这些事儿,从前江氏并未对夫君做过,沈兰茵的爹虽也是读书人,但因着考中秀才后就屡屡落第,早被生活磨的顾不上这些讲究,每日里除了读书,想的就是怎样能赚些钱补贴家用,好叫妻女不那么辛苦了。

        因此江氏是进了侯府才慢慢学着做这些,从最开始的手足无措忙忙乱乱,到现在已经游刃有余了。

        而这些事儿,安平侯的那七房妾室每一个都做得很好,往日安平侯并不觉得有什么,甚至往日江氏这般伺候他,他也只是欣赏着美人为他忙碌,趁机揩点儿油罢了。但今日,想着沈兰茵可能受了更严重的伤更大的委屈,但是江氏却只字不提依然这般尽心伺候他,安平侯的心里不知不觉就有了歉疚。
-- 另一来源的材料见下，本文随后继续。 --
PR #1697, opened 2024-01-10
Add pinned quest chains dashboard card

vidvidvid:
Screenshot 2024-01-10 at 17 13 46

Screenshot 2024-01-10 at 17 14 03


Seroxdesign (commented):
Can we get the questchain link rows styles similarly to the player rows in leaderboard on bottom right?

Also can we have the pinned block to display  by default instead of having the player save the layout

vidvidvid:
adapted the style & pinned the block by default.

Screenshot 2024-01-15 at 14 45 37
Screenshot 2024-01-15 at 14 44 58

Seroxdesign (approved):

PR #1705, opened 2024-01-18
Seeds redesign

vidvidvid:
https://www.figma.com/file/n36ggiRBQEGzRUbGxWfkMX/Meta-Game-(Copy)?node-id=10747%3A9896&mode=dev

https://github.com/MetaFam/TheGame/assets/35112939/536170ca-a6e9-4611-b75c-33788ac6f6c5


vidvidvid:
- [ ] now that image fits by itself, this massive block of dark purple should be removed
- [ ] now that image is shorter, all of the content could be moved up a bit more so its more visible
- [ ] amount of droplets still doesnt change when you click the $ amount buttons
- [ ] would make the first Q also hidden by default
- [ ] "planting" & "trading" images are still just images > should be clickable with the link embedded
- [ ] the "selected tab" line shouldn't be white but purple (same purple as the underline in the nav bar #A48DF3)
- [ ] there's an apostrophe at the end of the "Seeds are lifeblood..." sentence
- [ ] 7b. super minor, but could you pls make it so that "how we" also breaks into new line along with "curate & how we reward each other", and change "&" to "and"
- [ ] pls remove the "Page" from the page title

vidvidvid:
@peth-yursick fixed!
Screenshot 2024-01-24 at 19 49 02

peth-yursick:
looks like a new issue appeared on test - for some reason there are now margins on each side of the image :S
image

peth-yursick:
maybe see if its an easy fix, otherwise we can disregard for now so as to not waste time

vidvidvid:
@peth-yursick thanks for spotting it. please open an issue just to keep track - it's an easy fix.

PR #1761, opened 2024-07-09
Switch Quest Chains from `ethers` to Viem for Contract Access

dysbulic:
## Overview

Replaces the Quest Chains SDK `contract` code generated by [TypeChain](https://github.com/dethcrypto/TypeChain/) with Viem's `getContract`.

## Follow-Up Improvement Ideas

A Viem client masquerading as an `ethers` provider is still used in several places. Fully transitioning would likely not be too difficult.

This is part of the process of transitioning `TheGame` back to `ethers` `v6` so we can use the Ethereum Attestation Service.

Also, this is part of migrating the wallet management infrastructure to WalletConnect’s ([Wallet](https://walletconnect.com/walletkit)|[App](https://walletconnect.com/appkit))Kit.

## Implementation

Updates bunches of libraries including the GraphQL generation, ESLint, Ceramic, & `yarn` from 1.19 to 4.3. The `yarn` update required quite a bit of finagling with the building & deployment processes.

It switches local paths from using the `paths` directive of TypeScript to the `imports` section of `package.json`.

I'm creating a Viem `WalletClient` from `window.ethereum` without any additional sign-in. That may be problematic, but all that should get overhauled when integrating [AppKit](https://walletconnect.com/appkit/).


Innkeeping (commented):
so much space saved with webp.  hope viem helps on questchains

packages/discord-bot/src/config.ts
Innkeeping, line 1: Do you need the comma before the parentheses on line 54 for Hasura Admin?

Innkeeping (commented):
Seems good.  Mentioned maybe an extra comma in another comment.

packages/discord-bot/src/config.ts
dysbulic: Lines will frequently include a trailing comma so that later when a line is added after it, you don't have to add a comma in that edit.

Otherwise, `git` will show both lines as changed even though the one that just got a comma isn't meaningfully different.

JesuscoinsIII (commented):
updated

Innkeeping (commented):
👍

docker/backend/Dockerfile
Innkeeping, line 1: @dysbulic Does line 41 change need an actual url link also?

Innkeeping: Or it's fine because line 44 refers to the env?  I'm still getting backend build fails on the test build for dAcademy PR. @dysbulic

PR #1784, opened 2024-09-19
Update questChains.ts - fix url of players-path

Innkeeping:
- changed the url for 'players path' from the mistake of 'rogues-path'


dysbulic (approved):
Seems reasonable…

        “容儿。”他抓住江氏的手,道:“你不必这样。”

        “嗯?”江氏不解的看向他。

        安平侯是一辈子没跟女人低过头服过软的人,因此哪怕他心有歉疚,他也说不出任何道歉的话。他只拉着江氏往外走:“我们去看看茵姐儿!”

        看兰茵?

        好好的,一回来怎么就要看兰茵?

        江氏心中诧异,但安平侯不给她提问的时间,已经把她拉到了院子里。

        听下人回禀说安平侯和江氏一起来了的时候,沈兰茵正躲在内室叫小莲帮她上药。白日那一摔看似不太重,但后腰处却被低矮的花草丛木戳了好几处伤,沈兰茵皮肤细白,因此伤得就越发明显。

        小莲给她上药的时候,看着那因皮肤细白而显得有些触目惊心的伤,是真的心疼了,因此一听安平侯和江氏一起来了,忙就道:“小姐,侯爷来了,定然是来给您做主的。您都伤成这样了,就叫夫人看一眼,也好叫侯爷有理由给您做主吧!”